### Data for processing ###

PR #883, opened 2016-05-18
hide alert box instead of closing it

monstermunchkin:
After closing an alert box, it is removed from the DOM, and won't show
unless the page is refreshed. This fix hides the alert box instead of
closing it.


mssola:
:clap:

###

Aim of the task: Working through the entries above, copy every line in which "alert" is found.

Result:
hide alert box instead of closing it
After closing an alert box, it is removed from the DOM, and won't show
unless the page is refreshed. This fix hides the alert box instead of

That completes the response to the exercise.